▸ **PROBLEM TO SOLVE**
Could you restate every line of the data word for word?

▸ **RAW DATA**
________________________
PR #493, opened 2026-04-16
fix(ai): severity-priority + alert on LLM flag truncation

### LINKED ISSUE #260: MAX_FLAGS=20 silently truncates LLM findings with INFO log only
________________________
▸ **REPLY**
PR #493, opened 2026-04-16
fix(ai): severity-priority + alert on LLM flag truncation

### LINKED ISSUE #260: MAX_FLAGS=20 silently truncates LLM findings with INFO log only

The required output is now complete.